GIVEN INFORMATION ::
Issue #1731, opened 2019-01-03
[bug] panic: context: internal error: missing cancel error


maopao-691515082:
- go version: 1.11
- gin version (or commit ref):807368579f8939cedfa59ec689708754920f93e4
- operating system:linux

## Description
panic in package context:

panic: context: internal error: missing cancel error

goroutine 6 [running]:
context.(*cancelCtx).cancel(0xc000052180, 0xc000090000, 0x0, 0x0)
	/home/xiaotao.01/go-1.11/src/context/context.go:369 +0x258
context.(*timerCtx).cancel(0xc000052180, 0x0, 0x0, 0x0)
	/home/xiaotao.01/go-1.11/src/context/context.go:447 +0x4a
context.propagateCancel.func1(0xc00007e000, 0x207, 0x10000, 0x4de000, 0xc00000a080, 0x4dde40, 0xc000052180, 0xc0000700c0, 0xc000070120, 0x0)
	/home/xiaotao.01/go-1.11/src/context/context.go:281 +0x1f6
created by context.propagateCancel
	/home/xiaotao.01/go-1.11/src/context/context.go:271 +0x316
exit status 2

analysis:
gin use sync.pool to cache gin.Context objects:
```
func (engine *Engine) ServeHTTP(w http.ResponseWriter, req *http.Request) {
	c := engine.pool.Get().(*Context)
	c.writermem.reset(w)
	c.Request = req
	c.reset()

	engine.handleHTTPRequest(c)

	engine.pool.Put(c)
}
```

but a context objects should not be reused, if we use ginCtx as parent to make a new timeout-context(or deadline-context or cancel-context), the package context will start a goroutine to select Done() of parent and child context. if parent is done, cancel child by parent.Err(), but parent is a reusable ginCtx, if it's already using by another handler, the Err() is nil, then panic as above

in short, gin put ginCtx back to pool means "free this context", but it's still used by package context

The Context cannot be cached in the pool, otherwise the Context that is immediately fetched by another goroutine will be in an unknown state, which may lead to a Panic
    --by Vincen, my workmate

---

[...]

PR #2029, opened 2019-08-27
fix broken context.Context implementation

ekle:
The current implementation of `gin.Context` does satisfy the `context.Context` interface, but it returns only `default`/`nil` values.

This MR changes this to use the values from the underlying `http.Request` instead.

This allows for example to use `opencensus` middleware for cross service tracing which uses the context to transfer tracing-IDs.

### DIFF
--- a/context.go
+++ b/context.go
@@ -1038,14 +1038,14 @@ func (c *Context) SetAccepted(formats ...string) {
 // should be canceled. Deadline returns ok==false when no deadline is
 // set. Successive calls to Deadline return the same results.
 func (c *Context) Deadline() (deadline time.Time, ok bool) {
-	return
+	return c.Request.Context().Deadline()
 }
 
 // Done returns a channel that's closed when work done on behalf of this
 // context should be canceled. Done may return nil if this context can
 // never be canceled. Successive calls to Done return the same value.
 func (c *Context) Done() <-chan struct{} {
-	return nil
+	return c.Request.Context().Done()
 }
 
 // Err returns a non-nil error value after Done is closed,
@@ -1055,7 +1055,7 @@ func (c *Context) Done() <-chan struct{} {
 // Canceled if the context was canceled
 // or DeadlineExceeded if the context's deadline passed.
 func (c *Context) Err() error {
-	return nil
+	return c.Request.Context().Err()
 }
 
 // Value returns the value associated with this context for key, or nil
@@ -1066,8 +1066,9 @@ func (c *Context) Value(key interface{}) interface{} {
 		return c.Request
 	}
 	if keyAsString, ok := key.(string); ok {
-		val, _ := c.Get(keyAsString)
-		return val
+		if val, ok := c.Get(keyAsString); ok {
+			return val
+		}
 	}
-	return nil
+	return c.Request.Context().Value(key)
 }


segevfiner:
Wasn't this done before and was broken due to Gin caching the `gin.Context` objects?

ekle:
@segevfiner the current master contains just stubs for the context functions.
https://github.com/gin-gonic/gin/blob/6ece26c7c5ce36863599c9a897514e2a70d4021c/context.go#L1033-L1073
The `Value` function is just a mapping to some gin internal store, but not to the request context.

segevfiner:
Yeah I know. I remember looking into this myself and seeing that there was a reverted PR for it because it caused some bug due to `gin.Context` cache or something like that. https://github.com/gin-gonic/gin/pull/1736

ekle:
I looked at the https://github.com/gin-gonic/gin/pull/1736 
The revert was wrong. It worked perfectly fine.
The `panic` did just happen because they missed to call the `context.Copy` function.
Which is a very unusual requirement for `context.Context` but the gin documentation does say so.
https://github.com/gin-gonic/gin/blob/6ece26c7c5ce36863599c9a897514e2a70d4021c/context.go#L89-L91

bbiao:
@ekle How to avoid this bug? https://github.com/gin-gonic/gin/issues/1731

bbiao:
@ekle How to avoid this bug? https://github.com/gin-gonic/gin/issues/1731

ekle:
@bbiao it should not happen if `Copy()` is called, as stated in the documentation.
If it still would panic, either `Copy()` is not called or `Copy()` has a bug.

btw: not calling `Copy()` in such cases is a big security hole, as the pool would replace the underlying `http.Request` by reusing the `gin.Context` while still another instances would access it. The old instance would get access to a different new http.Request. So if it panics, it should, as this could be a big security problem. (the panic is only triggered in some cases)

bryanpaluch:
Running into this still, and its because the standard library creates a go routine when context.WithTimeout or context.WithDeadline is used. I can work around by spamming c.Copy() all over the place whenever I pass a *gin.Context to a function that may call context.WithTimeout but its a pretty lousy solution when all of my code will likely call a library that uses context.WithTimeout. 

Here's a breaking test.
`func TestConcurrentHandleContextCancel(t *testing.T) {
	router := New()
	router.GET("/example", func(c *Context) {
		ctx, cancel := context.WithTimeout(c, 1*time.Millisecond)
		defer cancel()
		<-ctx.Done()
		c.String(http.StatusOK, "it worked")
	})

	var wg sync.WaitGroup
	iterations := 200
	wg.Add(iterations)
	for i := 0; i < iterations; i++ {
		go func() {
			req, err := http.NewRequest("GET", "/example", nil)
			assert.NoError(t, err)
			ctx, cancel := context.WithCancel(req.Context())
			req = req.WithContext(ctx)
			w := httptest.NewRecorder()
			router.ServeHTTP(w, req)
			go func() {
				cancel()
			}()
			wg.Done()
		}()
	}
	wg.Wait()
}`
If you use c.Copy() on the context.WithTimeout line it won't panic. I can't imagine using c.Copy() all over the place is a good idea, we might as well remove Context pooling. I'm trying to work out middle ground patch.

Chi has had this issue as well,
https://github.com/go-chi/chi/pull/74
https://github.com/go-chi/chi/pull/75

Issue #2043, opened 2019-09-06
Context.Set(key, value) map not goroutine safe


legenove:
- With issues:
  - Use the search tool before opening a new issue.
  - Please provide source code and commit sha if you found a bug.
  - Review existing issues and provide feedback or react to them.

- go version:  v1.11.5
- gin version (or commit ref):
- operating system:

thinkerou:
#1391

PR #2046, opened 2019-09-06
context add RWMutex for key set and get Goroutine safe

legenove:
#2043 
add rwmutex to ensure the security when we use multiple goroutines.


thinkerou:
#1391

PR #2086, opened 2019-10-06
Relocate binding body tests

vkd:
Every test file should be related to a tested file.
Remove useless tests.


binding/json_test.go
```diff
@@ -0,0 +1,21 @@
...
+// Use of this source code is governed by a MIT style
+// license that can be found in the LICENSE file.
+
+package binding
+
+import (
+	"testing"
+
+	"github.com/stretchr/testify/assert"
+	"github.com/stretchr/testify/require"
```
thinkerou: need the package?

vkd: Fixed, I've added that package in vendor file.

That package helps us to show an useful test output on error cases. In case when we see assert's message of `err != nil`, the message about `field's value is not equals` says nothing helpful.

PR #2090, opened 2019-10-11
Remove unused Name() method from Binding interface

vkd:
The method Name() is not used in gin.


thinkerou:
I not suggest remove it

vkd:
@thinkerou Why do you think so?

PR #2093, opened 2019-10-12
Fix 'errcheck' linter warnings

vkd:


Dominik-K:
@vkd Which (meta-)linter are you using? It seems that it didn't find that the [error for `os.Remove()` isn't checked (in `RunUnix()`)](https://github.com/gin-gonic/gin/pull/2093/files#diff-703ef7478e12fbd8acd9d1af87bda71cR317), as well?

vkd:
@Dominik-K I use the [golangci-lint](https://github.com/golangci/golangci-lint)

PR #2094, opened 2019-10-12
Update go.sum file

vkd:


thinkerou:
@vkd what do you run command?

vkd:
@thinkerou `go test ./...` or `go mod tidy` commands make this change in go.sum file.

PR #2096, opened 2019-10-13
Add: gin.StyleLogger, and the method functions and unit test codes of it.

kerbalwzy:
Add a new struct type use for output the custom log information in gin.HanlderFunc with gin log style.

Unit testing result:
image

Preview of Actual Use Effect:
image

Usage demo code:
```go
package main

import (
	"github.com/gin-gonic/gin"
	"log"
)

var GlobalGinStyleLogger *gin.StyleLogger

func init() {
	GlobalGinStyleLogger = gin.NewGinStyleLogger(nil, nil)
}

func ginStylLoggerDemo(c *gin.Context) {
	GlobalGinStyleLogger.Fprintln(c, 500, "<custom log information here>")
	c.Status(200)
}

func main() {
	router := gin.Default()
	router.GET("/example", ginStylLoggerDemo)
	err := router.Run(":8080")
	if nil != err {
		log.Fatal(err)
	}
}
```


thinkerou:
@kerbalwzy thanks a lot! please see #1677

PR #2097, opened 2019-10-14
binding: add ShouldBindQuery2 and BindQuery2

guonaihong:
### Why mention this pr
In data binding
http header uses the SoupdBindHeader function, the tag is the header
JSON uses the SoupdBindJSON function, the tag is json
uri uses the ShoulddBindUri function, the tag is uri
In design, keep a tag and a function one-to-one correspondence.
However, both ShouldBind and ShoulddBindQuery use form tags.

This pr just separates the query from the form, based on the considerations below.

* Behind the good aspects plus new features, do not worry about breaking the form data binding.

YOUR GOAL ::
Pull out each line of the listing that holds the string "home".

SOLUTION ::
	/home/xiaotao.01/go-1.11/src/context/context.go:369 +0x258
	/home/xiaotao.01/go-1.11/src/context/context.go:447 +0x4a
	/home/xiaotao.01/go-1.11/src/context/context.go:281 +0x1f6
	/home/xiaotao.01/go-1.11/src/context/context.go:271 +0x316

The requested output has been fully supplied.